══ Given entries

PR #216, opened 2023-07-02
APE: Properly convert track/disk number pairs when writing

### LINKED ISSUE #159: APE track/disk numbers are not properly converted when writing
### Reproducer

I tried this code:

```rust
use lofty::{Accessor, Tag, TagExt, TagType};

fn main() {
    let mut tag = Tag::new(TagType::APE);
    tag.set_track(5);
    tag.set_track_total(15);
    tag.save_to_path("foo.mp3").unwrap();
}
```

### Summary

When using `Tag`, the track/disk numbers are not properly converted when saving to an APE tag. This is identical to #145, as it will be saved as two separate items: `........Track.5........Track.15`.

This issue was fixed for ID3v2 in #149, which stores number pairs in the same format. The fix should be similar, if not identical.

### Expected behavior

_No response_

### Assets

_No response_

Serial-ATA:
This also changes the default track/disk number to `DEFAULT_NUMBER_IN_PAIR`.

closes #159

### DIFF
--- a/Cargo.toml
+++ b/Cargo.toml
@@ -18,7 +18,7 @@ byteorder  = "1.4.3"
 # ID3 compressed frames
 flate2     = { version = "1.0.26", optional = true }
 # Proc macros
-lofty_attr = "0.8.0"
+lofty_attr = { path = "lofty_attr" }
 # Debug logging
 log        = "0.4.18"
 # OGG Vorbis/Opus
--- a/src/id3/v2/util/pairs.rs
+++ b/src/id3/v2/util/pairs.rs
@@ -1,4 +1,5 @@
-/// Contains utilities for ID3v2 style number pairs
+//! Contains utilities for ID3v2 style number pairs
+
 use crate::tag::item::{ItemKey, TagItem};
 
 use std::fmt::Display;
--- a/src/id3/v2/util/pairs.rs
+++ b/src/id3/v2/util/pairs.rs
@@ -35,18 +35,15 @@ where
 
 /// Attempts to convert a `TagItem` to a number, passing it to `setter`
 pub(crate) fn set_number<F: FnMut(u32)>(item: &TagItem, mut setter: F) {
-	let text = item.value().text().map(str::trim);
+	let text = item.value().text();
 
-	let trimmed;
-	match text {
-		None | Some("") => {
-			log::warn!("Value does not have text in {:?}", item.key());
-			return;
-		},
-		Some(trimmed_text) => trimmed = trimmed_text,
+	let trimmed_text = text.unwrap_or_default().trim();
+	if trimmed_text.is_empty() {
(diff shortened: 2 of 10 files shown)


src/id3/v2/util/pairs.rs
```diff
@@ -0,0 +1,54 @@
...
+		)),
+		(Some(number), Some(total)) => Some(format!("{number}{NUMBER_PAIR_SEPARATOR}{total}")),
+		(None, None) => None,
+	}
+}
+
+/// Attempts to convert a `TagItem` to a number, passing it to `setter`
+pub(crate) fn set_number<F: FnMut(u32)>(item: &TagItem, mut setter: F) {
+	let text = item.value().text();
+	let number = text.map(str::parse::<u32>);
```
uklotzde, line 39: What happens if a field is empty or solely contains whitespace characters? These cases should probably be interpreted like a missing field.

The parsing should also not fail if the number is enclosed in leading/trailing whitespace characters, e.g. parsing  `" 12 "` should not fail.

uklotzde (changes requested):
Parsing of numbers needs to be more robust and more liberal. The special cases should be tested.

src/id3/v2/util/pairs.rs
uklotzde: The text should be trimmed and then checked for emptiness before trying to parse the number.

Cargo.toml
```diff
@@ -18,7 +18,7 @@ byteorder  = "1.4.3"
 # ID3 compressed frames
 flate2     = { version = "1.0.26", optional = true }
 # Proc macros
-lofty_attr = "0.8.0"
+lofty_attr = { path = "lofty_attr" }
```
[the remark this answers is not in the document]
Serial-ATA: Yes, it used `ape::tag::tagitems_into_ape`, which was changed.

src/id3/v2/util/pairs.rs
```diff
@@ -0,0 +1,87 @@
...
+			"{DEFAULT_NUMBER_IN_PAIR}{NUMBER_PAIR_SEPARATOR}{total}"
+		)),
+		(Some(number), Some(total)) => Some(format!("{number}{NUMBER_PAIR_SEPARATOR}{total}")),
+		(None, None) => None,
+	}
+}
+
+/// Attempts to convert a `TagItem` to a number, passing it to `setter`
+pub(crate) fn set_number<F: FnMut(u32)>(item: &TagItem, mut setter: F) {
+	let text = item.value().text().map(str::trim);
```
uklotzde, line 38: Too many local variables with confusing naming. How about this:

```
let trimmed_text = item.value().text().unwrap_or_default().trim();
if trimmed_text.is_empty() {
    ...early return...
}
```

════

**What the exercise asks**
Each record above must be transcribed exactly, and none may be skipped.

**Solution to this problem**
PR #216, opened 2023-07-02
APE: Properly convert track/disk number pairs when writing

### LINKED ISSUE #159: APE track/disk numbers are not properly converted when writing
### Reproducer

I tried this code:

```rust
use lofty::{Accessor, Tag, TagExt, TagType};

fn main() {
    let mut tag = Tag::new(TagType::APE);
    tag.set_track(5);
    tag.set_track_total(15);
    tag.save_to_path("foo.mp3").unwrap();
}
```

### Summary

When using `Tag`, the track/disk numbers are not properly converted when saving to an APE tag. This is identical to #145, as it will be saved as two separate items: `........Track.5........Track.15`.

This issue was fixed for ID3v2 in #149, which stores number pairs in the same format. The fix should be similar, if not identical.

### Expected behavior

_No response_

### Assets

_No response_

Serial-ATA:
This also changes the default track/disk number to `DEFAULT_NUMBER_IN_PAIR`.

closes #159

### DIFF
--- a/Cargo.toml
+++ b/Cargo.toml
@@ -18,7 +18,7 @@ byteorder  = "1.4.3"
 # ID3 compressed frames
 flate2     = { version = "1.0.26", optional = true }
 # Proc macros
-lofty_attr = "0.8.0"
+lofty_attr = { path = "lofty_attr" }
 # Debug logging
 log        = "0.4.18"
 # OGG Vorbis/Opus
--- a/src/id3/v2/util/pairs.rs
+++ b/src/id3/v2/util/pairs.rs
@@ -1,4 +1,5 @@
-/// Contains utilities for ID3v2 style number pairs
+//! Contains utilities for ID3v2 style number pairs
+
 use crate::tag::item::{ItemKey, TagItem};
 
 use std::fmt::Display;
--- a/src/id3/v2/util/pairs.rs
+++ b/src/id3/v2/util/pairs.rs
@@ -35,18 +35,15 @@ where
 
 /// Attempts to convert a `TagItem` to a number, passing it to `setter`
 pub(crate) fn set_number<F: FnMut(u32)>(item: &TagItem, mut setter: F) {
-	let text = item.value().text().map(str::trim);
+	let text = item.value().text();
 
-	let trimmed;
-	match text {
-		None | Some("") => {
-			log::warn!("Value does not have text in {:?}", item.key());
-			return;
-		},
-		Some(trimmed_text) => trimmed = trimmed_text,
+	let trimmed_text = text.unwrap_or_default().trim();
+	if trimmed_text.is_empty() {
(diff shortened: 2 of 10 files shown)


src/id3/v2/util/pairs.rs
```diff
@@ -0,0 +1,54 @@
...
+		)),
+		(Some(number), Some(total)) => Some(format!("{number}{NUMBER_PAIR_SEPARATOR}{total}")),
+		(None, None) => None,
+	}
+}
+
+/// Attempts to convert a `TagItem` to a number, passing it to `setter`
+pub(crate) fn set_number<F: FnMut(u32)>(item: &TagItem, mut setter: F) {
+	let text = item.value().text();
+	let number = text.map(str::parse::<u32>);
```
uklotzde, line 39: What happens if a field is empty or solely contains whitespace characters? These cases should probably be interpreted like a missing field.

The parsing should also not fail if the number is enclosed in leading/trailing whitespace characters, e.g. parsing  `" 12 "` should not fail.

uklotzde (changes requested):
Parsing of numbers needs to be more robust and more liberal. The special cases should be tested.

src/id3/v2/util/pairs.rs
uklotzde: The text should be trimmed and then checked for emptiness before trying to parse the number.

Cargo.toml
```diff
@@ -18,7 +18,7 @@ byteorder  = "1.4.3"
 # ID3 compressed frames
 flate2     = { version = "1.0.26", optional = true }
 # Proc macros
-lofty_attr = "0.8.0"
+lofty_attr = { path = "lofty_attr" }
```
[the remark this answers is not in the document]
Serial-ATA: Yes, it used `ape::tag::tagitems_into_ape`, which was changed.

src/id3/v2/util/pairs.rs
```diff
@@ -0,0 +1,87 @@
...
+			"{DEFAULT_NUMBER_IN_PAIR}{NUMBER_PAIR_SEPARATOR}{total}"
+		)),
+		(Some(number), Some(total)) => Some(format!("{number}{NUMBER_PAIR_SEPARATOR}{total}")),
+		(None, None) => None,
+	}
+}
+
+/// Attempts to convert a `TagItem` to a number, passing it to `setter`
+pub(crate) fn set_number<F: FnMut(u32)>(item: &TagItem, mut setter: F) {
+	let text = item.value().text().map(str::trim);
```
uklotzde, line 38: Too many local variables with confusing naming. How about this:

```
let trimmed_text = item.value().text().unwrap_or_default().trim();
if trimmed_text.is_empty() {
    ...early return...
}
```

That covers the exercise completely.